▶ _DIRECTIONS FOR THIS TASK_: Look below for the line containing "click this button"; from there, print each line exactly up to and including the line containing "We keep the", and stop.

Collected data

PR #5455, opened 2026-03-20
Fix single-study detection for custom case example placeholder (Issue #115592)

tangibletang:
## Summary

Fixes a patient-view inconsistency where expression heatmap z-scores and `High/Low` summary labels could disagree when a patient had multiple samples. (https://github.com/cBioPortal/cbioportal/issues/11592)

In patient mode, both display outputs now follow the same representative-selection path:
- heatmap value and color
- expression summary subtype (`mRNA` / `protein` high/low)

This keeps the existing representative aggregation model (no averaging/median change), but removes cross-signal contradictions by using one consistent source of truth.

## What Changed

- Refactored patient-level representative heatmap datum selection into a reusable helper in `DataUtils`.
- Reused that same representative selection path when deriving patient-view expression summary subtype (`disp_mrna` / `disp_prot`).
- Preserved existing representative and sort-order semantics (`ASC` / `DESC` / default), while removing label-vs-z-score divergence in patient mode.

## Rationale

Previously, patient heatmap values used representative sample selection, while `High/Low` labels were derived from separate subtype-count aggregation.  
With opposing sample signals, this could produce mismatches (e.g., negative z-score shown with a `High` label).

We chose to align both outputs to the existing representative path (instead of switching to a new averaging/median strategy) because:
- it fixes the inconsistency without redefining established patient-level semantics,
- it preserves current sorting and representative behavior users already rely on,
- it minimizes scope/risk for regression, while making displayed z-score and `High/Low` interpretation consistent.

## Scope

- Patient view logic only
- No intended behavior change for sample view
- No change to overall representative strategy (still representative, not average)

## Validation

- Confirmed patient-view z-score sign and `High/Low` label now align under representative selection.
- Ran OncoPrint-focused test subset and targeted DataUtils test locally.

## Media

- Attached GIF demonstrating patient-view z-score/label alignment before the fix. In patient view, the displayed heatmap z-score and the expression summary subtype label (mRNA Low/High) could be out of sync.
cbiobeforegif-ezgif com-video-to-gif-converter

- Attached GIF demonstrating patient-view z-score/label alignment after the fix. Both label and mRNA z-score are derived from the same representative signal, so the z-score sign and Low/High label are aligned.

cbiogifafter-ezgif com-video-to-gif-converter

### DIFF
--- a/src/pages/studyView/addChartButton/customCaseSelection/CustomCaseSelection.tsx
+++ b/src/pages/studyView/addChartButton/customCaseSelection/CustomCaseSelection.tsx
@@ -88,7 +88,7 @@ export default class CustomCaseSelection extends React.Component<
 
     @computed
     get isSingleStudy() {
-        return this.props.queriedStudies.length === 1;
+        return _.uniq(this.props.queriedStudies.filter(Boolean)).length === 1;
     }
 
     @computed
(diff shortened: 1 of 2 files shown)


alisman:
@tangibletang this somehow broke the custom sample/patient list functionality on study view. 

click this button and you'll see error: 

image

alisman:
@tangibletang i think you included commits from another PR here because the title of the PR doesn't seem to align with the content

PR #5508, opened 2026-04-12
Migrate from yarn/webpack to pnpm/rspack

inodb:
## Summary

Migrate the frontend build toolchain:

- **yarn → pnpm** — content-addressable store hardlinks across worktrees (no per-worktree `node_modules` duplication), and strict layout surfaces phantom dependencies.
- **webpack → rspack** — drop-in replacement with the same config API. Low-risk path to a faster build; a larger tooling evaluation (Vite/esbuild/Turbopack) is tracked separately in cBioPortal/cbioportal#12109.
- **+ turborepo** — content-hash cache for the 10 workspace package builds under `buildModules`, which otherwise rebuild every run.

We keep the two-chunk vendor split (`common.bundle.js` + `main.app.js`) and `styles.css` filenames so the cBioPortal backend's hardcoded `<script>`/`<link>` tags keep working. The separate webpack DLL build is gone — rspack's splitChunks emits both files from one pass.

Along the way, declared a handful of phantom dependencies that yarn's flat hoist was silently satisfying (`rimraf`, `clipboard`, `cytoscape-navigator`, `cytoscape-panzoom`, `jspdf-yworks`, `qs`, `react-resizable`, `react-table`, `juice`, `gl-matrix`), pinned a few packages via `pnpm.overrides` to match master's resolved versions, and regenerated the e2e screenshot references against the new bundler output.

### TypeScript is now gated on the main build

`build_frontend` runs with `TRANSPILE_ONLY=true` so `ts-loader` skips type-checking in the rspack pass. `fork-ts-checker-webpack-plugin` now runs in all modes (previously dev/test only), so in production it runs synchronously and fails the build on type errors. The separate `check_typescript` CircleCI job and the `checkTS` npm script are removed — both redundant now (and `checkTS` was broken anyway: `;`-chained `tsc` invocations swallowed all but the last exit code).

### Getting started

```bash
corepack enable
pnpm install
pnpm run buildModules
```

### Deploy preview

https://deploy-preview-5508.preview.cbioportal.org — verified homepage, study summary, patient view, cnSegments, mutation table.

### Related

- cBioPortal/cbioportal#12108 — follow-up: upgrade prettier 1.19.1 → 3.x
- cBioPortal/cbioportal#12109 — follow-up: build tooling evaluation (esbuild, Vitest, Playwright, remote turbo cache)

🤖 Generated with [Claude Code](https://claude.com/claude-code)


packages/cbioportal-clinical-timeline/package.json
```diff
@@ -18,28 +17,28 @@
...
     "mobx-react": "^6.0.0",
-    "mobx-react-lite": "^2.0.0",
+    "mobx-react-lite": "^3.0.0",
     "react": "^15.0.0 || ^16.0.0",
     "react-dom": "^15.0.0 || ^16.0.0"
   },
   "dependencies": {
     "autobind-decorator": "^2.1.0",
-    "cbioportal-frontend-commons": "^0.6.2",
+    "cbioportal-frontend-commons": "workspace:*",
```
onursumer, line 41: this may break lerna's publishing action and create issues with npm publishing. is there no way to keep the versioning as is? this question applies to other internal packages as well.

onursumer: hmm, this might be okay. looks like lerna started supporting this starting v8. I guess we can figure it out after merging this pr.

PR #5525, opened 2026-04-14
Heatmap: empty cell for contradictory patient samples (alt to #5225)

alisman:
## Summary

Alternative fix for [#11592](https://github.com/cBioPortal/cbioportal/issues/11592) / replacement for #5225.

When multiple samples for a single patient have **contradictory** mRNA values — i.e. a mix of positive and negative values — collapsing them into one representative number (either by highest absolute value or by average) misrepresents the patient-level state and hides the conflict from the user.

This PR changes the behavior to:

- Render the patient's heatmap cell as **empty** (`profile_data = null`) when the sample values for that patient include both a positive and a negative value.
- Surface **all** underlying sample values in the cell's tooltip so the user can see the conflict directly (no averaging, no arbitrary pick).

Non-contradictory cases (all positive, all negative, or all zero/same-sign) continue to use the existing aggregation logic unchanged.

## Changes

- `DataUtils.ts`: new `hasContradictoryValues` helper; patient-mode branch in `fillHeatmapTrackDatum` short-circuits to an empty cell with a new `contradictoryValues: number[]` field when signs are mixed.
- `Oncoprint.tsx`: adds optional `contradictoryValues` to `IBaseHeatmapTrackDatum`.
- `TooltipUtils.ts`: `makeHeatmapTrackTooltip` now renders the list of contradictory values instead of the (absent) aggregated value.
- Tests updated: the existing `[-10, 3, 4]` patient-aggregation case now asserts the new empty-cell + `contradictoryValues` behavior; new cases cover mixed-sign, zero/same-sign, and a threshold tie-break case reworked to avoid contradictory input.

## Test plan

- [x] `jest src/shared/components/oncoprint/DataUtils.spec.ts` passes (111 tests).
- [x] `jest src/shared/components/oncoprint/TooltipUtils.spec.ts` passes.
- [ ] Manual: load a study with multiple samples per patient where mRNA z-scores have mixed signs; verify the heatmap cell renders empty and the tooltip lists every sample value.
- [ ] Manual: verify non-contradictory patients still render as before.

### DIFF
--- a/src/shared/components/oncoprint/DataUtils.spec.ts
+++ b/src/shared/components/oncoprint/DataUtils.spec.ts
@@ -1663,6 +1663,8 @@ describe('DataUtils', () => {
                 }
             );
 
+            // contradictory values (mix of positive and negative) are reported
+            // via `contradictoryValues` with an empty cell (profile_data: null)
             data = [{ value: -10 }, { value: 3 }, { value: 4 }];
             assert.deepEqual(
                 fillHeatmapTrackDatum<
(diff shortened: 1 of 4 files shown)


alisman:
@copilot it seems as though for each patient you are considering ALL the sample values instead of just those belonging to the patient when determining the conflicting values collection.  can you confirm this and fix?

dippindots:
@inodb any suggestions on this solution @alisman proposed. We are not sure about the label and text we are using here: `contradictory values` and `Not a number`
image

▶ _FINISHED EXERCISE_:
click this button and you'll see error: 

image

alisman:
@tangibletang i think you included commits from another PR here because the title of the PR doesn't seem to align with the content

PR #5508, opened 2026-04-12
Migrate from yarn/webpack to pnpm/rspack

inodb:
## Summary

Migrate the frontend build toolchain:

- **yarn → pnpm** — content-addressable store hardlinks across worktrees (no per-worktree `node_modules` duplication), and strict layout surfaces phantom dependencies.
- **webpack → rspack** — drop-in replacement with the same config API. Low-risk path to a faster build; a larger tooling evaluation (Vite/esbuild/Turbopack) is tracked separately in cBioPortal/cbioportal#12109.
- **+ turborepo** — content-hash cache for the 10 workspace package builds under `buildModules`, which otherwise rebuild every run.

We keep the two-chunk vendor split (`common.bundle.js` + `main.app.js`) and `styles.css` filenames so the cBioPortal backend's hardcoded `<script>`/`<link>` tags keep working. The separate webpack DLL build is gone — rspack's splitChunks emits both files from one pass.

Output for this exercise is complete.